Redundant server configuration in SCADA systems - Time & Space Complexity
When setting up redundant servers, it is important to understand how the time to configure them grows as you add more servers.
We want to know how the work increases when the number of servers increases.
Analyze the time complexity of the following code snippet.
for server in server_list:
configure_network(server)
deploy_services(server)
verify_status(server)
This code sets up each server by configuring its network, deploying services, and then checking its status.
Identify the loops, recursion, array traversals that repeat.
- Primary operation: Looping through each server in the list.

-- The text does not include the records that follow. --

Issue #1397, opened 2023-02-13
Consisten graphical glitches on window corners throughout the installer


local-optimum:
![image](https://user-images.githubusercontent.com/55029393/218415324-efdc28ee-b683-440e-a530-42ea155e61ef.png)

Regardless of dark or light mode, the corners of the installer windows glitch frequently throughout, sometimes on mouseover and sometimes when clicking actions, this produces a lot of flickering during the installer slideshow as well.

[Screencast from 13-02-23 08:56:58.webm](https://user-images.githubusercontent.com/55029393/218415567-465d3dc8-e1fd-47ef-b65d-e41111b1adfc.webm)

Potentially unrelated but when transitioning from the slideshow to the 'installation complete' screen the slideshow is rescaled to about 2/3 the size of the main window oriented to the top left briefly as it fades out creating an ugly transition

jpnurmi:
We use the [Handy](https://gnome.pages.gitlab.gnome.org/libhandy/) library to round the bottom corners of the installer window:

| Handy window | Plain GTK window |
|---|---|
| <image src="https://raw.githubusercontent.com/ubuntu-flutter-community/handy_window/main/images/handy-window.png" width="430"/> | <image src="https://raw.githubusercontent.com/ubuntu-flutter-community/handy_window/main/images/flutter-window.png" width="400"/> |

I don't know what is it with the combination of libhandy and Flutter that is causing this but I'm afraid our best bet is to drop libhandy and use a plain GTK window instead. Rounded bottom corners may look nice and modern but there's very little value in having them if it screws up the other corners...

local-optimum:
Agreed.

jpnurmi:
The bug is reproducible on X11 without Flutter and even without libhandy. I was able to trim the Flutter embedder down to a plain GTK test case. People with AMD cards are unaffected. Turning on VSync helps with Intel at least. Nvidia is unclear.

- https://github.com/jpnurmi/oh-my-corners
- https://gitlab.gnome.org/GNOME/gtk/-/issues/5600
- https://warthogs.atlassian.net/browse/DT-1045 (internal)

elioqoshi:
I had the same issues when I was testing last week. Doing another round for better documentation.

With the current states of things I'd also highly advise to drop libhandy if it causes these issues. For what's worth, dropping round corners (also every where on Desktop) is something I agree with but might need further inspections

jpnurmi:
[...]

PR #1491, opened 2023-03-01
Snap: set `GDK_RENDERING=image` to avoid graphical glitches on X11

jpnurmi:
See:
- #1397
- https://gitlab.gnome.org/GNOME/gtk/-/issues/5600
- https://gitlab.gnome.org/GNOME/gtk/-/issues/4704#note_1676890


kenvandine (approved):
Looks good!

Issue #1469, opened 2023-02-25
Redesign Windows Bitlocker screen


elioqoshi:
The Windows Bitlocker screen is quite neutral and could benefit from an improved layout, as well as semantic Warning/Information

![image](https://user-images.githubusercontent.com/5436686/221369503-6cda78d8-d49d-4997-819a-dca8c762d84c.png)

(TODO for @elioqoshi )

cc @local-optimum it's also rather not ideal looking that help.ubuntu.com/bitlocker links to our Discourse:
https://discourse.ubuntu.com/t/ubuntu-installation-on-computers-running-windows-and-bitlocker-turned-on/15338.

It doesn't feel well thought-through and at worst could make people distrust us. Can we spin up a proper tutorial page for this?

elioqoshi:
Also, as a note, there is no Confirmation dialog after this screen. The machine restarts right away. We would likely need to introduce a little friction here to allow for user errors.

elioqoshi:
After going through this process myself, I am not sure if I did something wrong because of being careless or because the instructions are unclear. It seems that I have overwritten my Windows installation (fresh Windows 10 Pro coming with my Intel NUC). Luckily I had nothing important there yet as it's for testing purposes, but I wonder how this could play out for end-users.

@local-optimum @jpnurmi Could we investigate this a bit further? Unless I did something completely wrong, this seems rather crucial to address.

jpnurmi:
@elioqoshi Could you ZIP and attach the logs in `/var/log/installer` please? If Windows was correctly detected, it should have by default offered to install Ubuntu _alongside_ Windows:

![image](https://user-images.githubusercontent.com/140617/221495410-b44b4b09-5fac-49e0-8cfc-dc72193d1777.png)
![image](https://user-images.githubusercontent.com/140617/221495432-180e906d-906c-4244-af62-5170ec8ebbb5.png)

jpnurmi:
P.S. If we decide to redesign the page, _Turn off RST_ currently looks the same :)

![image](https://user-images.githubusercontent.com/140617/221496019-47099c31-898c-4281-91c2-1b60196c8ddb.png)

elioqoshi:
Correct me if I am not mistaken, but if Bitlocker is on, Ubuntu can't recognize there is a Windows installation, no? @jibel ?

I will have a look and for the log files

kenvandine:
[...]

PR #1492, opened 2023-03-01
Show "Turn off BitLocker" after "Installation type"

jpnurmi:
This fixes a critical issue brought up in #1469: "Turn off BitLocker" was shown after "Write changes to disk" i.e. after the user had already pressed "Start installing".

### DIFF
--- a/packages/ubuntu_desktop_installer/lib/installer.dart
+++ b/packages/ubuntu_desktop_installer/lib/installer.dart
@@ -397,6 +397,10 @@ class _UbuntuDesktopInstallerWizard extends StatelessWidget {
           userData: InstallationStep.type.index,
           onNext: (settings) => _nextStorageRoute(service, settings.arguments),
         ),
+        Routes.turnOffBitlocker: WizardRoute(
+          builder: TurnOffBitLockerPage.create,
+          userData: InstallationStep.storage.index,
+        ),
         Routes.installAlongside: WizardRoute(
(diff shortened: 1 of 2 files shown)


elioqoshi:
We should ensure that this is the right approach and check with QA and others as well in case we are missing something. I want to ensure that we are not missing edge cases here.

packages/ubuntu_desktop_installer/lib/installer.dart
```diff
@@ -457,12 +456,16 @@ class _UbuntuDesktopInstallerWizard extends StatelessWidget {
 
   String? _nextStorageRoute(DiskStorageService service, dynamic arguments) {
     if (arguments == InstallationType.manual) {
-      return Routes.allocateDiskSpace;
+      return service.hasBitLocker
```
jpnurmi, line 459: this is covered by the integration test but we're not collecting test coverage because it essentially runs through the whole app so it'd be too easy to achieve ~100%

jpnurmi:
Hi @linjuiche, we've made a fatal mistake by showing the _Turn off BitLocker_ page after the user has already pressed _Start install_. Would it break test cases if we reorder the pages?

d-loose (approved):
:+1:

linjuiche:
@jpnurmi 

My part of test is manual. SO it will not break. If you are asking automation test part, then we need @mz2 help to check it.

PR #1223, opened 2024-09-25
chore: eco is built at release time and is no longer needed in auto updates

emosbaugh:

We now build ECO at time of release and no longer need to update it periodically.

```release-note

```


ricardomaraschini:
Do we still need this ? https://github.com/replicatedhq/embedded-cluster/blob/main/cmd/buildtools/embeddedclusteroperator.go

- How many times: Once for each server in the server_list.
As you add more servers, the total work grows in direct proportion to the number of servers.
| Input Size (n) | Approx. Operations |
|---|---|
| 10 | 30 (3 steps per server x 10 servers) |
| 100 | 300 (3 steps x 100 servers) |
| 1000 | 3000 (3 steps x 1000 servers) |
Pattern observation: The total work increases evenly as you add more servers.
Time Complexity: O(n)
This means the time to configure servers grows linearly with the number of servers.
[X] Wrong: "Adding more servers will only take a little more time, almost the same as one server."
[OK] Correct: Each server requires its own setup steps, so time adds up directly with each new server.
Understanding how tasks grow with input size helps you plan and explain system setups clearly and confidently.
"What if the configuration steps themselves included loops over components inside each server? How would the time complexity change?"